*** Records to process Section Begins ***

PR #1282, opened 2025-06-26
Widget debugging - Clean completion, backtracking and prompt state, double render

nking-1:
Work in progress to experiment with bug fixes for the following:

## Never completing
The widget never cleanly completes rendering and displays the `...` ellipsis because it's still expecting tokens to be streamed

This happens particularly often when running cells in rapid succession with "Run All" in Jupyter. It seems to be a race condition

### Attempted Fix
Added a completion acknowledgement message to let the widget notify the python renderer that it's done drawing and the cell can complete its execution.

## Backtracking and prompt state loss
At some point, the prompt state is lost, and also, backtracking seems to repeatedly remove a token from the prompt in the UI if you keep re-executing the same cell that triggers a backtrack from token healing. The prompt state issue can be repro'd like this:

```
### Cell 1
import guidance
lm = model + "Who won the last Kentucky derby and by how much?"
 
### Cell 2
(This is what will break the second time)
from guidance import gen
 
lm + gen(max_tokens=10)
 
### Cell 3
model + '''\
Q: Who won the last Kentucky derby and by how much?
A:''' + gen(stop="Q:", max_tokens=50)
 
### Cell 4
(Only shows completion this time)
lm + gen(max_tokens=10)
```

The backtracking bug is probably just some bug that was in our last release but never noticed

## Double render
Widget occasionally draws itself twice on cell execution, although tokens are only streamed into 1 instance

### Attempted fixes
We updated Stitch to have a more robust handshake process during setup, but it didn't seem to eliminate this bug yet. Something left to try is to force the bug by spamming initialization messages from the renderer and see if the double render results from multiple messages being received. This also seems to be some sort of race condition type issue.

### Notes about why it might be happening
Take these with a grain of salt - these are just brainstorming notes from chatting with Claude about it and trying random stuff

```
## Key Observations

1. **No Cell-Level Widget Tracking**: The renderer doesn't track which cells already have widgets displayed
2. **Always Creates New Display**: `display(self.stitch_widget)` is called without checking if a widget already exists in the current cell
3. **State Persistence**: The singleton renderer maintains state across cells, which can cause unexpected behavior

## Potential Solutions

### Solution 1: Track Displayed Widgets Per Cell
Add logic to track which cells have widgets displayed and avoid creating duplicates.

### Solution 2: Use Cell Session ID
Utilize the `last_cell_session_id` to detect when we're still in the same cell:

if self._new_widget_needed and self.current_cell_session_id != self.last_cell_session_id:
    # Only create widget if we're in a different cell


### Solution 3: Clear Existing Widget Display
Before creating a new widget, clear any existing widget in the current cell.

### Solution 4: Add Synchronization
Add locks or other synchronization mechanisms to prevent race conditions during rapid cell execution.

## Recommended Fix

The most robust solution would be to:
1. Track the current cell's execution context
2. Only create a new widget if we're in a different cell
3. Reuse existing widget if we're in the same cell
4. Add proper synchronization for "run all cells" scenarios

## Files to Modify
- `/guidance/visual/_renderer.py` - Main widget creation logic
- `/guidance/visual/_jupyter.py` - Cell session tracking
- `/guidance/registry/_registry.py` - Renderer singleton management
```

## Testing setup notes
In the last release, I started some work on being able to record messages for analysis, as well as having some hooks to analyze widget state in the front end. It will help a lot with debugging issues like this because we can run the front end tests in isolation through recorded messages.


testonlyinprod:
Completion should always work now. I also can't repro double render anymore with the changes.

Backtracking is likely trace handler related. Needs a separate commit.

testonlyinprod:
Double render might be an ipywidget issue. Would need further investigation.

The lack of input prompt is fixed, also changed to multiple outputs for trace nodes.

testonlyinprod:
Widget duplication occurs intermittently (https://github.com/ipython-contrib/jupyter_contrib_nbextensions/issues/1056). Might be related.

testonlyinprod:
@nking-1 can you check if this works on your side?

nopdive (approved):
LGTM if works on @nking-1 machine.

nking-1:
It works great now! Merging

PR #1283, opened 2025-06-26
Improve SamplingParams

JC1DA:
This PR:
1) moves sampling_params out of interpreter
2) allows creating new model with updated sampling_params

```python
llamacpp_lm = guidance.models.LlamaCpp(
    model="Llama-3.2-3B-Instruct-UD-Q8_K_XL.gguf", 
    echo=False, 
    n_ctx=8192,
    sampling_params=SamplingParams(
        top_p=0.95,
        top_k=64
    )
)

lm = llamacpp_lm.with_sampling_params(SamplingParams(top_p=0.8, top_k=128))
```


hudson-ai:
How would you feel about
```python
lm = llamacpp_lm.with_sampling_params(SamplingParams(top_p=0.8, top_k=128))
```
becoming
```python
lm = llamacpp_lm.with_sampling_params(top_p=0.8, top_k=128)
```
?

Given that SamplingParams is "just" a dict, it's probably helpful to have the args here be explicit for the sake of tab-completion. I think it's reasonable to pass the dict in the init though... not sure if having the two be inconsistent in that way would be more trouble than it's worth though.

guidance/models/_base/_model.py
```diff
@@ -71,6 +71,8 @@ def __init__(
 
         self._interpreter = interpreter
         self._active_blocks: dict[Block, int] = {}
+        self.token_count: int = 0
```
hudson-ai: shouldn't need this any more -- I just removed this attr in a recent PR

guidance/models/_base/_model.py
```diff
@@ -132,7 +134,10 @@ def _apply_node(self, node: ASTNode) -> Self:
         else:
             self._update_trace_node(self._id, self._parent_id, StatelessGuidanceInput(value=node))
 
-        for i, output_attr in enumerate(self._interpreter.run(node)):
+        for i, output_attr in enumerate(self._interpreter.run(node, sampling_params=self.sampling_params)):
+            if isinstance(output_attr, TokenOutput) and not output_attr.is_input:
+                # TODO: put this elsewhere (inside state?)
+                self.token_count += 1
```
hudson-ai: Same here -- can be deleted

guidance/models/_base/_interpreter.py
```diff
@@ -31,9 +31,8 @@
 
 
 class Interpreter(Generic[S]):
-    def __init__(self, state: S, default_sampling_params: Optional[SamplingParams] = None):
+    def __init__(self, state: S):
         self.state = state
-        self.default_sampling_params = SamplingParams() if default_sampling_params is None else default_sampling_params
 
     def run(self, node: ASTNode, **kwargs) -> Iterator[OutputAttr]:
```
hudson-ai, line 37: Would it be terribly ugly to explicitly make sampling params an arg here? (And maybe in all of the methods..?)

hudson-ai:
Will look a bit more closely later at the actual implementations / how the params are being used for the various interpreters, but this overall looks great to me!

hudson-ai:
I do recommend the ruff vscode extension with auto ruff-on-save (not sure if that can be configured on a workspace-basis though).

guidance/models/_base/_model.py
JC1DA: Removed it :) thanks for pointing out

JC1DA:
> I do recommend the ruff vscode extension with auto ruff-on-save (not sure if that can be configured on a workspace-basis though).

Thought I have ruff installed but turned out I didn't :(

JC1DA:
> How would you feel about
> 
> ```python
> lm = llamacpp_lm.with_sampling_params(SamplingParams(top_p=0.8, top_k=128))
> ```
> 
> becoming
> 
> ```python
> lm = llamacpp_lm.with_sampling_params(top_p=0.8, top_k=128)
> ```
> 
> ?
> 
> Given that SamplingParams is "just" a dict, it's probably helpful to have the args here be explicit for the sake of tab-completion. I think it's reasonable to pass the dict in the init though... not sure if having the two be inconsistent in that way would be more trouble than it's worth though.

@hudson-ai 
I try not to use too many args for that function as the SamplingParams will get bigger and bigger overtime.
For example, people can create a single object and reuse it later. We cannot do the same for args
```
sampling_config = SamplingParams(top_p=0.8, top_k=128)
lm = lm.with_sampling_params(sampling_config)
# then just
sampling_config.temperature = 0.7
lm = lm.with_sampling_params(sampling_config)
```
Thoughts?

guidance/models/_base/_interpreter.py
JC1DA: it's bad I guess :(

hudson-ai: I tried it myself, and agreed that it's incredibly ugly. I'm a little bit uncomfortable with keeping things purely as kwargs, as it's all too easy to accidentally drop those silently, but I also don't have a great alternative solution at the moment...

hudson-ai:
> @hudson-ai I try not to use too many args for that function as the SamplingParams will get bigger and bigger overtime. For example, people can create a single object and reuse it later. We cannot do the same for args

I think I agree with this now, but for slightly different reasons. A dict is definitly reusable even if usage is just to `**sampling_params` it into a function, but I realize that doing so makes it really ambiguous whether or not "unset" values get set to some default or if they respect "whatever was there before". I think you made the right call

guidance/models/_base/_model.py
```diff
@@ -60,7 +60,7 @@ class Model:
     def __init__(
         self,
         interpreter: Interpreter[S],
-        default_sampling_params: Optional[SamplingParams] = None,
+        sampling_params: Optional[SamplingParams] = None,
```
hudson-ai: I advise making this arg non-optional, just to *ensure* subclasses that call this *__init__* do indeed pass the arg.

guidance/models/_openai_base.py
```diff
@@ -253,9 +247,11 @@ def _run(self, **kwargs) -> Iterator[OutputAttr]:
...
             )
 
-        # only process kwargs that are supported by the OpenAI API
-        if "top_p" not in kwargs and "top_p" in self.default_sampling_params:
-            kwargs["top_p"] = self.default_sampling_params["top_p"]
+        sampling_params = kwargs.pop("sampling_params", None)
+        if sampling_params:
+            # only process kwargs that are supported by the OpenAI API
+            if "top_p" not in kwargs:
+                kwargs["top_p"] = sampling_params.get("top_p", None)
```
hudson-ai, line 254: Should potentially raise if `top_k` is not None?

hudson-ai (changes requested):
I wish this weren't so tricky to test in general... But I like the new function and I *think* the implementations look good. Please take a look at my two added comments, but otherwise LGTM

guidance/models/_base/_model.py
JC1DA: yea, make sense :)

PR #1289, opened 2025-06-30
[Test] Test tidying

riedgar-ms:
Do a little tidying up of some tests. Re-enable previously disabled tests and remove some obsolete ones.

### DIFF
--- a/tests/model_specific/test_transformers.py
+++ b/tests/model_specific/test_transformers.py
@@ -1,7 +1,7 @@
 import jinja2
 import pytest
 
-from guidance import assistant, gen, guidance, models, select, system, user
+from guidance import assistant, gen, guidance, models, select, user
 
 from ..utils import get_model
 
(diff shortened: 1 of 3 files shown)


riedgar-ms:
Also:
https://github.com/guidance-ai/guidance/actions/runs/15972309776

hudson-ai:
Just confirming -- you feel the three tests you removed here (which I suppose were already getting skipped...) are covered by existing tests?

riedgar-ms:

*** Records to process Section Ends ***

__Your assignment__
The expected answer is every line in the data above that carries the string "about".

__Response to this task__
### Notes about why it might be happening
Take these with a grain of salt - these are just brainstorming notes from chatting with Claude about it and trying random stuff
How would you feel about
> How would you feel about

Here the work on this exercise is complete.